How to fit data with superposition of CDFs?

Question

With the help of @JimB, I could fit some experimental data with a CDF using NonLinearFitModel. The set of data is the following:

data ={{0.995, 0.142}, {3.003, 0.2}, {5.908, 0.25}, {10.525, 0.36}, {13.617,
  0.498}, {24.321, 0.616}, {33.917, 0.599}, {47.843, 0.7}, {64.172, 
  0.835}, {91.353, 1.102}, {126.745, 1.083}, {174.118, 
  1.225}, {225.059, 1.133}, {292.998, 1.165}, {369.133, 
  1.298}, {640.295, 1.365}, {828.169, 1.298}, {1255.39, 
  1.373}, {1496.61, 1.409}, {1942.79, 1.538}} 

and the suggestion of @JimB (code below) gives as a best fit the following result:

nlm = NonlinearModelFit[data, b CDF[NormalDistribution[c, d], Log10[t]], {b, c, d}, t];

rateOfChange = D[nlm[10^log10t], log10t] /. 10^log10t -> t

I'd like to know if there is a way to fit this data with not only one CDF, but the superposition of two (or, in most precise way, as many CDF as possible to reach te best fit). What I'm attempting to get as result is something like this:

(Obs: These data above are not the same as the fitted data in the first figure. I just posted it as an ilustrative example of what I'm trying to do with my data)

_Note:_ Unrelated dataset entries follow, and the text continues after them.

PR #5073, opened 2023-10-12
WAITP-1366 Fetch dashboards from models

EMcQ-BES:
### Changes:

- Fetch dashboards from models
  - We need to know that a dashboard exists that you don't have permission to in order to show you the `No access` visual. But central was filtering out the ones you don't have permissions to.


tcaiger (approved):
Makes sense to me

I know that it can be possible with the use of some algorithms as Maximum Likelihood Estimation (MLE) and Gaussian Mixture Model (GMM) to iteratively fit CDFs with the measured data to get the best fit. But I'm pretty new in programming and it have been certainly a challenge for me.

EDIT:

The simple replacement b CDF[NormalDistribution[c, d] to b1 CDF[NormalDistribution[c1, d1] + b2 CDF[NormalDistribution[c2, d2] proposed by @JimB gives as result:

The black line represents the sum of both (red and blue) CDFs. The final result doesn't show a good improvement if compared with the case of only one CDF. I'd like to see a more precise fitting when using two CDFs instead of just one

So if someone could help me, I'd be very grateful

Cheers

Answer 1

Given the variability of the data and that you are summing strictly monotonic increasing functions, you're not going to get much of a better fit.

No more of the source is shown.